Wolfe was approached around this time by Andrew Andreev, the founder of the world’s most successful dating website, with a proposal to create another dating app. She initially declined, still burned out from her experience with Tinder. However, after a few weeks of talking with Andreev back and forth, they realized that her ideas for Merci would translate extremely well to a new dating platform.

Bumble created a safe space for women

Women, despite making up just under half the workforce and population, and despite making over 85% of consumer purchases in the United States, were a largely unserved market in the dating industry. There were countless websites and apps available, but none of them provided a platform tailored specifically to provide a space where women felt comfortable.

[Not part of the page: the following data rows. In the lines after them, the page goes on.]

PR #1476, opened 2023-12-17
Make database capable of not having the complete storage

tomaka:
cc https://github.com/smol-dot/smoldot/issues/131

Right now, for each block in the database, either the storage is entirely present or it is entirely absent.

In lights of https://github.com/smol-dot/smoldot/issues/131#issuecomment-1855801742, it is desirable to allow downloading the storage of a block over time.
In order to achieve, the database now supports inserting individual trie nodes, the idea being that we progressively download the missing trie nodes and insert them in the database over time.
When accessing the storage of a block, the database will now try to fulfill the request with what it has, and return an error if it doesn't have enough.

This PR actually overall simplifies the API of the database, as it removes some unclear corner cases related to inserting the storage of a block.


tomaka:
This PR also fixes a bug where the `branch_nodes` parameter of `block_storage_next_key` wasn't working properly.
For this reason, some JSON-RPC tests are failing.

Issue #1442, opened 2023-12-01
Peers should be banned when a request fails or when they misbehave


tomaka:
When a networking request fails, or when it succeeds but the result is invalid, the peer needs to be disconnected from and banned.

I thought I had an issue open about this, but I can't find it.

For some aspects this is easy, but for some, such as an invalid justification, this is harder due to the asynchronousness of communications between services.

tomaka:
I don't think that the network services should automatically ban peers due to failed requests. The network services always send requests only because the sync/consensus service called a function specifically to send a request. Banning a peer as a result feels like a hidden side effect.

Instead, the networking service should expose the concept of banning on its public API, letting the sync/consensus service ban peers.

When the sync/consensus service detect that a peer has misbehaved, it should be immediately removed from the list of sources, and the networking service then bans it. In the meanwhile, any message concerning this peer is ignored.

tomaka:
> When the sync/consensus service detect that a peer has misbehaved, it should be immediately removed from the list of sources, and the networking service then bans it. In the meanwhile, any message concerning this peer is ignored.

I don't think we actually need to do that. It would add a lot of complexity, and isn't strictly necessary.

Issue #1409, opened 2023-11-25
Remove optimistic syncing


tomaka:
The optimistic syncing is vulnerable to long range attacks. It's simply not a good idea to start from 0 and go up the blocks, instead we should always start from the head of the chain and go down.

When it comes to the use case of building an archive node, we can download all the block headers from the head to 0, and then only start building the archive.

Blocked on #131

PR #1482, opened 2023-12-17
Ban peers when a request fails

tomaka:
cc #1442 

Work in progress. While I wouldn't mind merging as is (except for the CHANGELOG), the unused function warning makes the compilation fail.


light-base/src/sync_service/standalone.rs
```diff
@@ -1223,12 +1274,24 @@ impl<TPlat: PlatformRef> Task<TPlat> {
                             HashDisplay(&verified_hash),
                             error
                         );
+
+                        // TODO: ban peers that have announced the block
```
tomaka, line 1278: Should be done before merging

tomaka: I've changed my mind about the fact that this is needed before merging.
We obviously need the help of the sync state machine here, but its guarantees in corner cases (such as knowing which sources know about a bad block) are not very well defined. The sync state machine needs a general clean-up, which is currently blocked on #1409.

I don't think that banning peers that advertise bad blocks is critical, and so it's fine to leave it as a todo.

Wolfe saw an untapped market as well as a way to help other women avoid the worst pitfalls of online dating, such as unsolicited pictures and cyberstalking. She wanted to create a place where women would be the only ones who could initiate contact, where predatory behaviors were ruthlessly stamped out, and where women felt empowered and secure.

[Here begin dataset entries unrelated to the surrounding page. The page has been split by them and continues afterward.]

PR #491, opened 2025-06-07
✨feat: add preventDuplicate flag for toast, scoped to recurring events

### LINKED ISSUE #445: Replace alert with better UX when attempting to edit a recurring event

7-falseparfait:
This supersedes previous branches  
closes #445

### DIFF
--- a/packages/web/src/views/Calendar/components/Event/styled.ts
+++ b/packages/web/src/views/Calendar/components/Event/styled.ts
@@ -24,10 +24,15 @@ interface StyledEventProps {
   priority: Priority;
   top: number;
   width: number;
+  isRecurring: boolean;
 }
 
 export const StyledEvent = styled.div.attrs<StyledEventProps>((props) => {
   const getBgColor = () => {
+    if (props.isRecurring || props.isInPast) {
+      return darken(colorByPriority[props.priority], 50);
+    }
+
     if (props.isResizing || props.isDragging) {
       return brighten(colorByPriority[props.priority]);
     }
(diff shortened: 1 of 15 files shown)


packages/web/src/views/Calendar/components/Event/styled.ts
```diff
@@ -24,10 +24,15 @@ interface StyledEventProps {
...
   top: number;
   width: number;
+  isRecurring: boolean;
 }
 
 export const StyledEvent = styled.div.attrs<StyledEventProps>((props) => {
   const getBgColor = () => {
+    if (props.isRecurring || props.isInPast) {
+      return darken(colorByPriority[props.priority], 50);
+    }
```
that-one-arab: This makes a past or recurring event **way too dark**

Here is an example of how to do it correctly 
image

that-one-arab (changes requested):
Looks good! Just one more small change and we're good to go.

that-one-arab:
@7-falseparfait looks good now but your changes are making a test fail I believe.

More specifically, this one: `SomedayEventForm Hotkeys › should trigger delete flow when delete keyboard shortcut is used and confirmed`

Can you please take a look?

that-one-arab:
@7-falseparfait Closing due to inactivity. Please feel free to re-open after resuming work.

PR #476, opened 2025-06-01
✨ Feat: Added shortcut for all day event and added it to the command …

chiefDevOvrlrd:
added a key as a  shortcut. added the shortcut to the command palette

PR #494, opened 2025-06-08
 ✨ Feat: Added shortcut for all day event and added it to the command...

chiefDevOvrlrd:
added a key as a shortcut. added the shortcut to the command palette
issue #476


chiefDevOvrlrd:
@that-one-arab

PR #499, opened 2025-06-09
Fix: Submitting the event form with Meta+Enter

### LINKED ISSUE #458: Event forms do not submit when typing `META`+ `ENTER`
### Where did this happen?

Local code with an up-to-date main branch, Production app

### Expected Behavior

When typing `META + ENTER` anytime the event form is open, the form should submit.

It should not matter if the focus is on the title, the priority buttons, the repeat button, or the description textfield. 

### Current Behavior

`META + ENTER` only works when the focus is on the title or description. It does not submit the form when the focus is on the priority buttons or repeat button.

https://github.com/user-attachments/assets/ae041894-6fc7-464b-99aa-cd085c1d4d23

**Acceptance Criteria**
- [ ] Works for all fields in SomedayEventForm
- [ ] Works for all fields in EventForm
- [ ] Works for mac and windows

### Steps to Reproduce

1. Create an event (Someday or a regular timed event)
2. Click event to open the form
3. TAB or click to change the element's focus
4. Type `META` + `ENTER`
5. Notice: It'll only submit if the focus is on the title or description elements

### Possible Solution

When implementing your fix, take care to keep the code DRY and to not introduce performance or dependency issues. For example, don't register a new event listener for each element of the form or rely on passing props around everywhere, both of which would result in lots of re-rendering

### Context

This inconsistent behavior leaves users confused why the shortcut doesn't work in all scenarios and makes them less likely to learn or use the shortcuts.

sarans-h:
fixes #458

### DIFF
--- a/packages/web/src/common/types/web.event.types.ts
+++ b/packages/web/src/common/types/web.event.types.ts
@@ -20,6 +20,8 @@ export const SomedayEventSchema = CoreEventSchema.extend({
   isSomeday: z.literal(true),
 });
 
+export type Schema_SomedayEvent = z.infer<typeof SomedayEventSchema>;
+
 export interface Schema_GridEvent extends Schema_Event {
   hasFlipped?: boolean;
   isOpen?: boolean;
@@ -32,12 +34,6 @@ export interface Schema_GridEvent extends Schema_Event {
     initialX: number | null;
     initialY: number | null;
   };
-}
-
-export interface Schema_SomedayGridEvent extends Schema_Event {
-  _id: string;
-  order: number;
-  isSomeday: true;
 }
 
 export interface Schema_OptimisticEvent extends Schema_Event {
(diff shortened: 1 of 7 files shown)


packages/web/src/views/Forms/EventForm/EventForm.tsx
```diff
@@ -186,6 +186,20 @@ export const EventForm: React.FC<FormProps> = ({
...
+        e.preventDefault();
+        onSubmitForm();
+      }
+    };
+    document.addEventListener("keydown", handleMetaEnter);
+    return () => {
+      document.removeEventListener("keydown", handleMetaEnter);
+    };
+  }, [isFormOpen, onSubmitForm]);
+
```
tyler-dane: Adding another `useEffect` just for this use case isn't ideal.

Why not use react hot keys like we're already doing in this file?

sarans-h: done

sarans-h:
@that-one-arab  i forgot to add it for SomedayEventForm but now i added it for it please have a look. 
Thank you

Issue #488, opened 2025-06-06
API logic to save state of sidebar events that were DnD'ed from section to section


that-one-arab:
### Feature Description

Followup to https://github.com/SwitchbackTech/compass/issues/468

Right now, the drag-and-drop functionality is ephemeral. State is not actually saved in the backend.

We need to do the following 2 things:
- Devise a strategy to handle updating start-end dates for sidebar events that were moved from section to section
- Implement API logic to handle saving the updated events based on the devised strategy

PR #503, opened 2025-06-10
🐛 hotfix: skip someday event validation

### LINKED ISSUE #502: Existing someday events fail runtime validation
### Where did this happen?

### Expected Behavior

If a user has existing someday events before the recent code changes in #490, the events should still render in the UI without a runtime error.

### Current Behavior

When loading the web app on `main`, this error appears..

Image

### Steps to Reproduce

1. If you don't already have a someday event without an `order` value, create one in the DB manually
2. Run the web server
3. Go to the web server on localhost
4. Notice the error

### Possible Solution

1. Run a DB migration to populate existing someday events with an order
2. Add a fallback to the UI

### Context

Likely caused by #490

tyler-dane:
Closes #502 by skipping the validation that was causing a runtime error.

### DIFF
--- a/packages/web/src/common/utils/someday.util.ts
+++ b/packages/web/src/common/utils/someday.util.ts
@@ -7,7 +7,6 @@ import {
   Schema_SomedayEventsColumn,
   Schema_SomedayGridEvent,
 } from "@web/common/types/web.event.types";
-import { validateSomedayEvents } from "@web/common/validators/someday.event.validator";
 
 export const getSomedayEventCategory = (
   event: Schema_Event,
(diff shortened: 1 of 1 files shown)


tyler-dane:
@that-one-arab

that-one-arab:
@tyler-dane noted. I also took a look at #502 , if you can fix it in the backend side that would be great, otherwise I could do something like add the `order` field at the `GetSomedayEventsApi` level before feeding it to the rest of the app

tyler-dane:
> @tyler-dane noted. I also took a look at #502 , if you can fix it in the backend side that would be great, otherwise I could do something like add the `order` field at the `GetSomedayEventsApi` level before feeding it to the rest of the app

Do we urgently need to have `order` on all someday events? Is that a prerequisite to finishing #488? If not, I'd rather or hold off altogether

that-one-arab:
@tyler-dane no not really, lets hold it off, but if we don't do it soon enough I'll probably implement a frontend patch to manually add order field to someday events that don't have it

With these ideals, Bumble was born. Andreev offered an initial investment of $10 million and a pledge to fund future growth, and in return took a 79% stake in the company. Wolfe was given a 20% stake and took the helm as CEO.

Bumble caught on like wildfire

Taking the lessons in field marketing learned from launching Tinder, Wolfe and her small team relentlessly pushed the app into public awareness. From a balloon-covered building to walking the streets with branded stickers, they never missed an opportunity to catch the interest of a potential new user. Although the industry experts were heavily skeptical about its premise and ability to succeed, Bumble defied all expectations.

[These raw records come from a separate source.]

PR #514, opened 2025-06-12
✨ Feat: Add seed command to create sample events in bulk

### LINKED ISSUE #507: Prompt the user for confirmation before running `seed` command
### Use-Case
Since this command will add lots of events to their Compass calendar and Google Calendar, we want users to be sure they know what they're getting into beforehand.

### Implementation
When the user runs the CLI command, we should print a warning in the terminal that explains how this command will
- creates lots of events in their Compass calendar database
- create lots of events in their `primary` Google calendar

The warning should suggest that this is best done on test account rather than a personal account

The prompt should then ask if they want to continue.

pyoneerC:
Closes #507

Changes:
- Added warning message about creation of multiple events in Compass and Google Calendar
- Added recommendation to use test account instead of personal account
- Implemented user confirmation prompt before proceeding
- Added --force flag to skip confirmation
- Added unit tests
- Updated documentation

### DIFF
--- a/packages/scripts/src/commands/seed.ts
+++ b/packages/scripts/src/commands/seed.ts
@@ -1,0 +1,72 @@
+import { _confirm, log } from "@scripts/common/cli.utils";
+import mongoService from "@backend/common/services/mongo.service";
+import eventService from "@backend/event/services/event.service";
+
+const WARNING_MESSAGE = `⚠️ WARNING ⚠️
+
+This operation will:
+1. Create multiple events in your Compass calendar
+2. Create multiple events in your main Google Calendar
+
+It is recommended to use a test account instead of your personal account.
+
+Do you want to continue?`;
+
+export const startSeedFlow = async (force = false) => {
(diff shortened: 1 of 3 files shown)


that-one-arab:
@pyoneerC Thanks for the PR! But I noticed I get this error when running the command

image


Is there a perquisite to this that I should do before running?

that-one-arab (changes requested):
comment above

packages/scripts/src/commands/seed.ts
```diff
@@ -0,0 +1,72 @@
...
+          frequency: "biweekly",
+          interval: 2,
+        },
+      },
+    ];
+
+    for (const eventData of sampleEvents) {
+      await eventService.createEvent(eventData);
+      log.info(`✓ Event created: ${eventData.title}`);
+    }
```
tyler-dane, line 63: For anyone else referencing this PR: 

Let's use `eventService:createMany()` instead of manually looping like this.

Word of mouth spread the app through college campuses like wildfire. The untapped market of single women proved to not only be incredibly eager, but also be incredibly lucrative. With spectacular speed, Bumble became the fastest-growing social platform in the country. Today, six years after its birth, it has over 100 million users and is second only to Tinder in the US. It currently boasts a growth rate of around 60,000 new users daily.

After a scandal with Andreev that caused him to step down in 2019, Wolfe took over as CEO of Bumble’s parent company, MagicLab. His majority stake was purchased for roughly $2.4 billion, giving the company an estimated valuation of $3 billion. In 2019 its revenue was $240 million and has averaged a growth rate of around 40% each year since it was released.

Whitney Wolfe’s net worth

31-year-old Whitney Wolfe has a net worth of around $575 million. Although, that number may increase significantly in 2021, as the company prepares to go public with an IPO estimated to be between $6 and $8 billion. When she isn’t perfecting and expanding the Bumble brand, she campaigns politically for laws that ban digital harassment.

A natural gift for marketing, a talent for networking, and a powerful work ethic were the only tools Whitney Wolfe had in her belt when she entered the industry. She took them and built an empire, making the world a little better for women along the way.